We can now calculate a specific experimental probability, like the probability that the sample mean is within ±0.01 of the population mean. Or, better yet, we can enable ourselves to answer lots of questions about the sample statistic by plotting the sampling distribution.

The sampling distribution is the distribution of all possible sample statistics with a fixed population and metric, and given sample size. For example, as a result of the experiment above we can plot the sampling distribution of mean fish weights at the London Zoo when the sample size is 100.

Because we’re running an experiment instead of calculating the theoretical probabilities, this distribution is considered empirical. On top of this histogram we can overlay a line at the true population parameter to see how close we got.

sample_means_series = bpd.Series(data=sample_means)
ax = sample_means_series.plot(kind='hist', density=True,
                         title="Empirical sampling distribution of mean fish weight, n=100")
# Add a vertical line at the population mean, with a red color
ax.axvline(x=population.get('WEIGHT').mean(), c='r')

Based on this sampling distribution, we’ve empirically shown that the sample mean seems to be centered around the population mean. So, on average our sample mean should be pretty close to the true population mean.

We can find sampling distributions for any and every possible metric we want by using this simulation approach! Remember that the sampling distribution depends strongly on the sample size, however. For example, let’s look at the sampling distribution in regards to maximum weight.

def sample_max(n):
    return population.sample(n).get('WEIGHT').max()

def sample_max_distribution(sample_size, ax=None):
    
    sample_maxes = []
    
    for i in range(1000):
        sample_maxes.append(sample_max(sample_size))
        
    sample_maxes_series = bpd.Series(data=sample_maxes)
    
    ax = sample_maxes_series.plot(kind='hist', density=True, ax=ax)
    ax.axvline(x=population.get('WEIGHT').max(), c='r')
    
    return ax

Note

It’s worth mentioning that the number of trials of our experiment (in this case 1000) won’t affect the overall shape of the resulting sampling distribution – only the granularity of it. Too small and we’ll start losing detail, but any relatively large number of trials is okay.

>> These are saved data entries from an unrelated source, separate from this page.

PR #1437, opened 2026-08-23
feat(dashboard): page-top banner when backups are unconfigured or failing

WingedGuardian:
Backup health had no page-level visibility — a barren or failing backup state was only apparent on the Backup tab. Add a persistent header banner (reusing the existing system-banner pattern) that surfaces on every tab when backups are unconfigured, have never run, or the last run failed, and stays hidden when backups are healthy.

- `dashboard.js`: `backupBanner()` computed returns a styled `{text,color,bg,border}` for a problem state or null when healthy (null-safe before the first fetch, so no flash). Fetched fire-and-forget on load (NOT awaited — the `/backup/status` route shells out to git + systemctl, and must not gate initial paint) plus a slow 180s refresh so an unattended scheduled-backup failure surfaces without a reload.
- `header.html`: the banner template, warn (unconfigured / never-run) vs crit (last run failed) styling.

Data comes from the existing `/api/genesis/backup/status` route (no backend change). Message text is rendered via `x-text` (no HTML injection).

Follow-up: c50d288254244ddfaf9a8165e44aaec9

🤖 Generated with [Claude Code](https://claude.com/claude-code)

PR #1441, opened 2026-08-24
test(campaigns): defuse wall-clock time-bomb in park-status tests

WingedGuardian:
## Problem

`tests/test_campaigns/test_runner.py::TestParkAwareSessionStatus` seeded a
`cc_rate_limit_parks` row with a **fixed** literal `created_at="2026-08-17T10:00:00Z"`.
The production path under test ages that timestamp against the **real wall clock** —
`runner.py:430` `datetime.now(UTC) - created > _PARK_WAIT_BOUND` (bound = 7 days), with no
injectable clock. So the "reads as still running" tests passed only for **7 days** after
the seed date, then flipped to failing on **2026-08-24** — reddening the `test` CI job for
every open PR, not just this one.

This is a **wall-clock time-bomb**: an absolute seed compared against `now()` with a
threshold works when written, then detonates once the calendar crosses the threshold.

## Fix

Seed the park (and the session's `started_at`/`last_activity_at`) **now-relative**, so it
always sits inside its 7-day wait window on any run date, with a comment explaining why (to
prevent re-hardcoding). The over-bound tests, which deliberately backdate `created_at`
afterward, are unaffected — a fixed *old* date stays always-over-bound and never flips.

## Whole-class sweep

Rather than fix only the site on fire, the entire class was swept (four parallel triage
agents traced every absolute datetime literal seeded into test state across the tree to its
production consumer, plus an adversarial cross-check of production staleness windows longer
than a week). **This was the only wall-clock time-bomb found** — the codebase otherwise
injects clocks (`now=`/`clock=`) or seeds now-relative.

## Verification

- Reproduced RED (both tests fail today with the literal seed) → GREEN after the fix.
- `tests/test_campaigns/test_runner.py` = 30 passed; verify-RED done (reverted → fail →
  restored → pass); `ruff` clean.
- Unblocks the `test` CI job for #1434 and #1437, whose only failure was this bomb.

Follow-up: 202367ef817345f6ab692da401a81b73

### DIFF
--- a/tests/test_campaigns/test_runner.py
+++ b/tests/test_campaigns/test_runner.py
@@ -362,11 +362,20 @@ class TestParkAwareSessionStatus:
     async def _seed_failed_parked_session(self, db, park_status: str):
         from genesis.db.crud import cc_sessions
 
+        # Seed the park NOW-RELATIVE, not with an absolute literal. _check_session_status
+        # ages the park's created_at against the REAL wall clock (runner.py:430,
+        # `datetime.now(UTC) - created > _PARK_WAIT_BOUND`, bound = 7 days) and there is no
+        # injectable now, so a fixed seed like "2026-08-17" silently works only until the
+        # calendar crosses the bound, then flips these "still running" tests to failing (a
+        # wall-clock time-bomb). A recent seed keeps the park within its wait window on any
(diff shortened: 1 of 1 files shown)


WingedGuardian:
@codex review

PR #1442, opened 2026-08-24
fix(cc): daily session reset fires at local midnight, not UTC midnight

WingedGuardian:
## Problem
The CC-session daily reset computed its day boundary in UTC:
`datetime.now(UTC).replace(hour=day_boundary_hour)`. On any install whose
timezone is offset from UTC, the reset fired at UTC-midnight instead of local
midnight — e.g. ~20:00 for a US-Eastern install with the default
`day_boundary_hour=0`. Sessions were being retired mid-evening rather than
overnight.

Two call sites shared the bug: `ConversationLoop._should_reset` (the live path,
hit on every message) and `SessionManager.check_morning_reset`.

## Fix
Extract one helper, `genesis.util.tz.local_day_boundary(hour, now=None)`, that
computes the most-recent `hour:00` boundary **in the user's timezone** and
returns it **UTC-aware**. Both call sites delegate.

Returning UTC is load-bearing for `check_morning_reset`: its boundary is
serialized and string-compared (`<`) against stored `+00:00` timestamps inside
`cc_sessions.query_stale`. A local-offset ISO string (`...-04:00`) would sort
lexicographically wrong against `+00:00` values and silently break the query —
so the helper normalizes to UTC, matching every `last_activity_at` write site
(all `datetime.now(UTC).isoformat()`).

`now` is an injectable seam (defaults to the current instant) so the boundary
logic is deterministically testable without a time-freezing dependency.

## Tests
- `TestLocalDayBoundary`: local-vs-UTC boundary, DST correctness (EST vs EDT),
  UTC-install no-op (byte-identical behavior), and the `+00:00` serialization
  that closes the string-comparison trap.
- Wiring tests exercise both real call sites via the injected clock.
- **Verified-RED**: reverting the helper to the old UTC-midnight computation
  fails exactly the 4 distinguishing tests; the fix makes them pass.

Generalizable: a UTC install is unaffected; the boundary follows
`user_timezone()`, no hardcoded offset.

### DIFF
--- a/src/genesis/cc/conversation.py
+++ b/src/genesis/cc/conversation.py
@@ -7,7 +7,7 @@ import json
 import logging
 from collections.abc import Awaitable, Callable, Coroutine
 from dataclasses import replace
-from datetime import UTC, datetime, timedelta
+from datetime import UTC, datetime
 from typing import TYPE_CHECKING, Any
 
 from genesis.cc import rate_limit_park, roster
@@ -37,6 +37,7 @@ from genesis.cc.types import (
 )
 from genesis.db.crud import cc_sessions
 from genesis.observability.call_site_recorder import record_last_run
+from genesis.util import tz
 
 if TYPE_CHECKING:
     from genesis.cc.contingency import CCContingencyDispatcher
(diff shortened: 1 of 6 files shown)


WingedGuardian:
@codex review

WingedGuardian:
@codex review

WingedGuardian:
Superseded by #1449 — recreated on a clean branch because this branch's history contained a private timezone identifier that force-push (blocked on this repo) can't rewrite in place.

PR #1445, opened 2026-08-24
fix(contribution): scan_prose no longer over-blocks dash-leading Markdown lines

WingedGuardian:
## Summary

`scan_prose` — the secret-scan floor in the contribution sanitizer — ran
`detect-secrets scan --string <line>` per line. argparse then misread any line
whose content starts with `-` (a Markdown `---` horizontal rule, a `--flag`
example — both common in issue/PR prose) as an unknown option (exit 2), and the
fail-closed nonzero-exit branch turned that into a spurious BLOCK. Legitimate
contributor prose was over-blocked.

## Fix

Use the `--string=<value>` form so argparse binds the value literally even when
it starts with a dash. Scan semantics are unchanged for every other input.

Same-function hardening (from review):

- Broaden the crash catch to `OSError`, so an oversized argv (E2BIG) still fails
  **closed** rather than propagating.
- Document that the blank-line guard is load-bearing (an empty `--string=` makes
  detect-secrets scan the working tree instead of the string).

## Tests

Real-binary regression tests (detect-secrets is a core dependency, so they run
in CI):

- a `---` / `--flag` body scans clean;
- a secret on a dash-leading token is still genuinely detected — asserting the
  detection *message*, not merely `ok is False`, so a crash-into-fail-closed
  can't masquerade as a real scan.

Both were verify-RED confirmed on the pre-fix code. Full `test_sanitize.py`: 57 passed.

## Summary by CodeRabbit

* **Bug Fixes**
  * Improved privacy scanning for contributor submissions containing Markdown horizontal rules, examples, or other dash-prefixed lines.
  * Prevented valid Markdown content from being incorrectly blocked during scanning.
  * Preserved detection of genuine secret-like values, including those beginning with a dash.
  * Scanning failures now produce a blocking result instead of being silently ignored.

* **Documentation**
  * Updated the unreleased changelog with these privacy-scanning improvements.


WingedGuardian:

- Checked all added/modified `.py` files (`src/genesis/contribution/sanitize.py`, `tests/test_contribution/test_sanitize.py`) against Domain 1 rules: no `nohup`, no direct `task_states` writes, no `/tmp/` usage, no `git add -A`/force-push patterns, no bare `except:` (the widened `except (subprocess.TimeoutExpired, OSError)` is still explicitly typed — `FileNotFoundError` is a subclass of `OSError`, so this is a legitimate broadening, not a bare catch), no mutable default args, no raw SQL.
- Import hygiene: stdlib/third-party/local grouping intact, no star imports, no new circular-import risk.
- Coverage: the changed function (`_run_detect_secrets`) has corresponding tests updated in the same PR, including two new regression tests that exercise the real `detect-secrets` binary (necessary since the bug lives in argparse's CLI parsing, invisible to a mocked subprocess).
- Docs: no public API surface changed; the added comments correctly document the load-bearing blank-line-skip and the `--string=` argv-parsing rationale.
- Commit/PR title uses a conventional prefix (`fix(contribution): ...`).

- No secrets, credentials, private IPs, or connection strings introduced in the diff.
- `AKIAIOSFODNN7EXAMPLE` in the new test is AWS's own published example/placeholder access-key ID (used intentionally as a test fixture to confirm the scanner still detects real secret shapes) — not a live credential, and this pattern is a standard secret-scanner test fixture.
- The `CHANGELOG.md` entry and PR description describe a false-positive **over-blocking** bug (legitimate Markdown prose was being rejected) and its fix — not a leak, security incident, or exploitable-detail disclosure. No wording concerns.



---

WingedGuardian:

Scope: 3 files (`CHANGELOG.md`, `src/genesis/contribution/sanitize.py`, `tests/test_contribution/test_sanitize.py`), single commit with a conventional `fix(contribution):` prefix.

Notes from a first-pass structural review (not a logic review — I additionally ran the actual fix against the real `detect-secrets` binary to confirm the mechanism, which goes beyond the usual first-pass scope, but is worth recording since it's easy to verify):

- No pattern-violation checklist items apply here (no `nohup`, no raw SQL, no `git add -A`/`--force`, no bare `except:`, no mutable defaults, no `/tmp/` usage — tests use pytest's `tmp_path` fixture correctly).
- Import hygiene: no new imports, no star imports, no reordering issues.
- Test coverage: the changed function (`_run_detect_secrets`) gets two new targeted regression tests exercising the real CLI (the autouse mock is deliberately bypassed via a captured pre-patch `shutil.which`/`subprocess.run`, which is the only way to catch an argparse-level bug like this).
- Verified independently: installed `detect-secrets` and reproduced the exact bug locally — `detect-secrets scan --string ---` and `--string --verbose` both exit 2 (argparse misreads the dash-leading value as an unknown option) under the pre-fix code, and both scan clean under `--string=<value>`. Also confirmed a real secret on a dash-leading token (`-AKIAIOSFODNN7EXAMPLE`) still fires `AWSKeyDetector` under the fix — no fail-open regression.
- The broadened `except (subprocess.TimeoutExpired, OSError)` is a strict superset of the prior `FileNotFoundError` (subclass of `OSError`), consistent with the fail-closed contract described in the function's docstring.
- No new `.py` file added, so the "new file needs a test file" check doesn't apply; the changed function's docstring didn't need updating (still accurately describes `--string` mode, just the `=` binding form).



---

WingedGuardian:
@coderabbitai review

WingedGuardian:
Rebased on current main (was 91 behind). The core `--string=<value>` dash fix is still needed — the bug is live on main (`detect-secrets scan --string ---` → exit 2 vs `--string=---` → exit 0). Resolved the 2 conflicts by keeping BOTH improvements: `[ds_bin, "scan", f"--string={text}"]` (main's PATH-independent resolve + this PR's attached-form dash fix), and main's broader `except Exception` floor.

CodeRabbit's ask (catch ValueError + NUL regression test) is resolved by the merge — main's `except Exception` already catches the embedded-NUL ValueError and ships `test_detect_secrets_nul_byte_line_fails_closed`. No new code needed. Full sanitize suite: 59 passed (both dash tests ran).

@codex review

Sample size, however, has a profound effect on the sampling distribution!

sample_max_distribution(500)

Want to convince yourself that the number of trials really doesn’t change our sampling distribution? See if you can modify the function above to add a number_of_trials argument and check it over a handful of values!

It so happens that the sample size does have a pretty profound effect on most sampling distributions. Let’s see what happens when we increase the sample size.

# You don't need to understand this plotting code, but congrats if you do :)
import matplotlib.pyplot as plt

def plot_three_sampling_distributions(sample_sizes):
    """
    Simulates the sampling distribution of sample max for three different sample
    sizes, then plots them side-by-side.
    """

    # Create a figure to hold three charts on the same row
    fig, axes = plt.subplots(1, 3, sharey=True,
                             constrained_layout=True, figsize=(10, 3))
    fig.suptitle('Sample Distributions of Max Weight')

    # Simulate the sampling distribution for each sample size
    for i in range(len(sample_sizes)):
        
        sample_max_distribution(sample_sizes[i], ax=axes[i])
        axes[i].set_title('n='+str(sample_sizes[i]))
plot_three_sampling_distributions([50, 150, 300])

As sample size increases, the sampling distribution changes significantly – this is the case for practically any metric we choose to study. Once again, with a larger sample size, our result is better (in this case, more consistent).